Alice Mullowney, a 20-year Arlington resident, was riding the T for the first time in a month. She was headed to the theater, excited for her first night out since breaking her arm in August.
Deija Kirkland, an eighth-grader at Community Charter School of Cambridge, was riding the T home from her soccer team’s 4-1 loss. She was tired and eager to get home.
Then, at about 6:30 p.m. last night, the Red Line train they were on came to a stop in a dark tunnel.
“We were stuck between Charles and Park Street,” Mullowney said. “The usual messages came along. Then the power shut off.”
The train, full of passengers, sat for an hour. Fires at South Station and Chinatown station were stalling trains across the city. Passengers were evacuated, including Mullowney and Kirkland.
“One crew member came through – she had one of those great voices you can hear all over – and asked if anyone is handicapped,” said Mullowney, who sat on the train with her arm still in a sling. “I’m not someone who’s handicapped, but I thought, ‘Maybe.’”
Kirkland had just finished telling an audience of fellow passengers about her soccer game when a woman in a sling was escorted to the front of the train and into the seat next to her.
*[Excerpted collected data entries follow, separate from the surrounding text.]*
PR #510, opened 2026-02-23
fix: skip non-attention layers in _get_vllm_state_dict (fixes unslothai/unsloth#4073)

stakeswky:
## Problem

`_get_vllm_state_dict` crashes with `UnboundLocalError: cannot access local variable 'prefix'` when processing LFM2/Mamba models (e.g. `LiquidAI/LFM2.5-1.2B-Thinking`).

The layer iteration loop only sets `prefix` inside `if hasattr(layer, "self_attn")` and `elif hasattr(layer, "cross_attn")` branches. Mamba/SSM layers use `mixer` instead, so neither branch executes and `prefix` is never assigned before the subsequent `get_state_dict(f"{prefix}.o_proj", ...)` call.

## Fix

Add an `else` branch that logs and skips layers without `self_attn` or `cross_attn`. This is the minimal-invasive fix — it prevents the crash and allows models with mixed layer types (attention + Mamba) to still extract the attention layers correctly.

## Future work

A more complete fix would add an `elif hasattr(layer, "mixer")` branch that properly extracts Mamba layer state dicts (A, B, C, D matrices, dt projections, etc.) for full round-trip fidelity. This skip-based approach is a safe stopgap.

Fixes unslothai/unsloth#4073

### DIFF
--- a/unsloth_zoo/vllm_utils.py
+++ b/unsloth_zoo/vllm_utils.py
@@ -1121,7 +1121,7 @@ def _get_vllm_state_dict(llm, return_state_dict = False, config = None, is_visio
         else:
             # Skip layers that don't have self_attn or cross_attn (e.g. Mamba/SSM layers
             # like LFM2's mixer layers). Full Mamba state dict extraction can be added later.
-            logger.info(f"Unsloth: Skipping layer {kk} — no self_attn or cross_attn found.")
+            logger.info(f"Unsloth: Skipping layer {kk} - no self_attn or cross_attn found.")
             continue
 
         get_state_dict(f"{prefix}.o_proj", 0, state_dict, o_proj)
--- a/unsloth_zoo/vllm_utils.py
+++ b/unsloth_zoo/vllm_utils.py
@@ -1118,6 +1118,11 @@ def _get_vllm_state_dict(llm, return_state_dict = False, config = None, is_visio
             get_state_dict(f"{prefix}.q_proj", 0, state_dict, q_proj)
             get_state_dict(f"{prefix}.k_proj", 1, state_dict, kv_proj)
             get_state_dict(f"{prefix}.v_proj", 2, state_dict, kv_proj)
+        else:
+            # Skip layers that don't have self_attn or cross_attn (e.g. Mamba/SSM layers
+            # like LFM2's mixer layers). Full Mamba state dict extraction can be added later.
+            logger.info(f"Unsloth: Skipping layer {kk} — no self_attn or cross_attn found.")
+            continue
 
         get_state_dict(f"{prefix}.o_proj", 0, state_dict, o_proj)
 


danielhanchen (approved):
Tested on 1x NVIDIA B200 (CUDA 12.8, torch 2.9.1, vLLM 0.15.1) with Qwen3_4B_GRPO notebook -- PASS (training + inference OK).

Code review:
- The fix is correct. `continue` properly skips the `o_proj`, MLP, and layernorm extraction that follow the attention prefix assignment, preventing the `UnboundLocalError` from issue #4073.
- Minimal and safe approach. Mamba/SSM layer state dict extraction can be added separately.

One minor nit: the log message uses an em dash (U+2014) in "Skipping layer {kk} --- no self_attn". Consider using a plain ASCII dash for consistency with the rest of the codebase, though this is cosmetic only.

LGTM.

danielhanchen (commented):
Tested on 1x NVIDIA B200 (CUDA 12.8, torch 2.9.1, vLLM 0.15.1).

**Verification:**
- Regression test: `unsloth/Llama-3.2-1B-Instruct` with `fast_inference=True` -- PASS. `_get_vllm_state_dict` processes all attention layers correctly, inference produces valid output.
- LFM2 test: `LiquidAI/LFM2.5-1.2B-Thinking` with `fast_inference=True` -- vLLM's BitsAndBytes loader fails before reaching `_get_vllm_state_dict` (vLLM doesn't fully support Lfm2ForCausalLM quantization yet). Confirmed the `UnboundLocalError` on `prefix` is NOT hit.
- Unit tests: verified `continue` correctly skips `o_proj` (line 1127), `mlp.gate_up_proj` (line 1129), `mlp.down_proj` (line 1140), and layernorm extraction (lines 1143-1154) for layers without `self_attn`/`cross_attn`. Tested all-Mamba, mixed-ordering, and Mamba-first-layer edge cases.

**Code review:** Fix is correct and minimal. Two small nits:

1. Unclosed parenthesis in comment (line 1122): `(e.g. Mamba/SSM layers` -- missing closing `)`.
2. Consider `logger.warning` instead of `logger.info` -- silently dropping an entire layer's weights from the state dict is significant for debugging. A warning makes it more visible when users check extraction completeness. This aligns with the codex bot's inline comment about avoiding silent weight dropping.

Neither nit blocks merge.

danielhanchen (commented):
**Update: End-to-end verification completed.**

Successfully reproduced the bug and confirmed the fix works.

**Bug reproduction (unpatched main, 16-bit LFM2):**
```
  File "vllm_utils.py", line 1122, in _get_vllm_state_dict
    get_state_dict(f"{prefix}.o_proj", 0, state_dict, o_proj)
                      ^^^^^^
UnboundLocalError: cannot access local variable 'prefix' where it is not associated with a value
```

**With PR fix applied (16-bit LFM2):**
```
[WARNING] Unsloth: Skipping layer 0 - no self_attn or cross_attn found.
[WARNING] Unsloth: Skipping layer 1 - no self_attn or cross_attn found.
```
The `else: continue` branch fires correctly for the non-attention layers. No more `UnboundLocalError`.

Note: LFM2 then hits a separate, unrelated issue on its attention layers (`Lfm2Attention` uses `out_proj` instead of `o_proj` -- line 1098). That is out of scope for this PR and would need a separate fix for full LFM2 support.

Earlier 4-bit test did not reach `_get_vllm_state_dict` because vLLM's BnB loader fails for Lfm2ForCausalLM. Loading in 16-bit successfully reaches the function and exercises the fix.

danielhanchen:
main now pulls o_proj inside each attention branch in unsloth_zoo/vllm_utils.py and skips layers without an mlp, so the unbound prefix path this patched is gone. Sorry for the slow review, and thanks for tracking it down.

danielhanchen:
main now assigns and uses `prefix` entirely inside each attention branch in unsloth_zoo/vllm_utils.py (the o_proj call moved to line 1218), so layers without self_attn or cross_attn already fall through without the UnboundLocalError and I do not think this is needed any more. Sorry for the slow review, and thanks for putting it together.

“[My grandmother] just always taught me that if someone needs help or assistance, always to help them,” said Kirkland, 13, of Dorchester. “So I introduced myself.”
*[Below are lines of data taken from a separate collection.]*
PR #512, opened 2026-02-24
Enable ROCm GPU acceleration for llama.cpp GGUF export

GoldenGrapeGentleman:
# Enable ROCm GPU acceleration for llama.cpp GGUF export

## Summary

Adds automatic ROCm/HIP detection in `install_llama_cpp()` so AMD GPU users get hardware-accelerated GGUF inference.

## Problem

On AMD ROCm systems, llama.cpp was compiled without GPU support, resulting in CPU-only inference that is 5–9x slower than GPU-accelerated.

## Solution

After `gpu_support = "ON"` is confirmed, detect the active GPU backend:
- **ROCm systems**: reads `torch.version.hip`, queries `gcnArchName` for the target arch, sets `-DGGML_HIP=ON` with clang/clang++ compilers and `CMAKE_HIP_ARCHITECTURES`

“They asked me to move up front and I sat next to this just adorable girl,” Mullowney said. “She was cute, a very bubbly personality.”
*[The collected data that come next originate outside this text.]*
PR #520, opened 2026-02-26
Fix vLLM vision GRPO compatibility for issue #4081

danielhanchen:
## Summary
This fixes two vLLM compatibility issues that broke GRPO vision notebook runs referenced from unsloth issue `unslothai/unsloth#4081`.

1. Add `WorkerLoRAManager.supports_tower_connector_lora()` fallback in `unsloth_zoo/vllm_lora_worker_manager.py`.
2. Patch multimodal `_seq2text` decode handling in `unsloth_zoo/vllm_utils.py` to normalize nested token payloads (`dict`/`list`/`tensor`) before decode.

## Why
GRPO vision runs were failing with:
- missing `supports_tower_connector_lora` on the worker manager path
- multimodal decode path receiving nested/non-flat token payloads

Both failure paths are vLLM integration edges that should be handled in the Zoo patch layer.

## Validation
Reproduced and reran issue notebooks with `max_steps=5` where needed:
- `qwen2_5_7b_vl_grpo_postfix4`: PASS (`train_runtime=197.8613s`)
- `qwen3_vl_8b_vision_grpo_postfix1`: PASS (`train_runtime=105.9599s`)
- `openenv_gpt_oss_20b_postfix2`: PASS (`train_runtime=817.5183s`)

Logs and rerun summary:
- `4_prs_check/logs/issue4081/postfix_reruns_summary.txt`
- `4_prs_check/logs/issue4081/*.log`

## Notes
This PR is intentionally scoped to the vLLM compatibility layer and keeps behavior unchanged when payloads are already in standard token-id form.


unsloth_zoo/vllm_lora_worker_manager.py
```diff
@@ -271,6 +271,24 @@ def list_adapters(self) -> Set[int]:
         else:
             return set(self._adapter_manager.list_adapters())
 
+    def supports_tower_connector_lora(self) -> bool:
```
Datta0, line 274: I see where this comes from. Is this a necessity or a good to have?
Cuz from the looks of it, this is primarily aimed at mm_proj or those kind of modules LoRA and is kinda experimental [acc to their docs](https://github.com/vllm-project/vllm/commit/ce1eafd1a56bd5a4eb1ee743933a5e96e63d2116#diff-f5a83dbb60cced22f546e6ff6390b5625cfe71879bcfd041545a2cf5c007b4fdR280)

unsloth_zoo/vllm_utils.py
```diff
@@ -372,6 +372,79 @@ def patch_vllm_lora_load_tensors():
...
+    def patch_vllm_multimodal_seq2text():
+        # vLLM multimodal prompt updates can pass token payloads as nested
+        # dict/list/tensor objects. Normalize these payloads before decode.
+        try:
+            import vllm.multimodal.processing.processor as mm_processor
+            original_seq2text = mm_processor._seq2text
+            if getattr(original_seq2text, "__unsloth_patched_seq2text__", False):
+                return
+
+            def _extract_token_ids(payload, depth = 0):
```
Datta0: Looks like we're heavily over complicating this. We should ideally check for 3-4 known things
list(int), list(list(int)), tensor. All the depth thing seems complicated

danielhanchen (commented):
## Review Summary

The two patches are necessary -- `supports_tower_connector_lora` prevents `AttributeError` in vLLM v1 vision code, and the `_seq2text` normalizer handles non-standard payload types that upstream `_seq2text` (which only accepts `str | list[int]`) cannot process.

Validated `_extract_token_ids` with unit tests covering: `list[int]`, `torch.Tensor`, `np.ndarray`, `dict` extraction, nested list flattening, string passthrough, single int, tuple, empty list, `np.integer` scalars. All pass.

### Issues

**1. `supports_mm` default should be `False` not `True`** (vllm_lora_worker_manager.py:281)
`getattr(adapter_manager, "supports_mm", True)` assumes multimodal support when the attribute is absent. Upstream vLLM sets `supports_mm` as an explicit instance attribute -- if it's missing, the adapter manager likely doesn't support multimodal. Default should be `False` to be conservative.

**2. `_extract_token_ids` over-engineered** (vllm_utils.py:384-431)
Agree with @Datta0's comment. The depth-8 recursion and 8 preferred dict keys are complex for what should handle 3-4 known types: `torch.Tensor`, `np.ndarray`, `list[list[int]]`, and `dict` with `token_ids`/`input_ids`. A simpler version would be more maintainable and less likely to mask bugs by silently normalizing unexpected inputs.

**3. Inconsistent return type from `_extract_token_ids`**
The function returns `list[int]`, `None`, or `str`. The string path causes: `_extract_token_ids(["a", "b"])` returns `None` because recursive calls return strings which fail `isinstance(found, list)`. Not a crash (wrapper falls back to original `seq`), but it means multi-element string lists silently bypass normalization.

**4. Bare `except:` on line 444** -- should be `except Exception:` to avoid catching `KeyboardInterrupt`/`SystemExit`. Consistent with codebase convention but easy to fix.

**5. Issue #4081 reference** -- Issue #4081 is about a tensor shape mismatch (828 vs 824) in `compute_loss`. The errors this PR fixes (missing `supports_tower_connector_lora` + nested payloads in `_seq2text`) are different. The PR description should clarify the relationship.

unsloth_zoo/vllm_utils.py
```diff
@@ -372,6 +372,76 @@ def patch_vllm_lora_load_tensors():
...
+                if isinstance(payload, (int, np.integer)):
+                    return [int(payload)]
+                if isinstance(payload, (tuple, list)):
+                    if len(payload) == 0:
+                        return payload
+                    # Already flat list[int]
+                    if all(isinstance(x, (int, np.integer)) for x in payload):
+                        return [int(x) for x in payload]
+                    # One level of nesting: list[list[int]] -> list[int]
+                    if all(isinstance(x, (list, tuple)) for x in payload):
```
Datta0, line 412: Is there any good reason to do that? is it not like merging tokens of diff unrelated sequences?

The two chatted until it was their time to exit the train and walk on the tracks back to Charles/MGH station.
Kirkland hopped down the train steps, but instead of continuing down the track and ultimately home after a long day, she stopped and waited.
“I waited for her to walk down the stairs,” Kirkland said, “and then I grabbed her arm and we walked to Charles/MGH.”
“She just hung on to me and took me out and she was just going to stay with me until we got to the station,” Mullowney said. “It made me feel better that somebody cared. You always feel like you’re on your own in those situations.”
The two made the five- to 10-minute walk together, Kirkland clutching Mullowney’s good arm to support her. Then the two said their goodbyes. Mullowney headed towards Cambridge in a cab, Kirkland towards Dorchester in her mother’s car.
Kirkland retold her T horror story to her mother and classmates the next day, but always left out one detail.
“We talked about all the traffic, and how she walked on the tracks, but she didn’t even mention it,” Kirkland's mother, Kenya Burns, said of the good deed. “Kids, huh?”
“I didn’t really think it was a big deal,” Kirkland said. “I just thought it was the right thing to do.”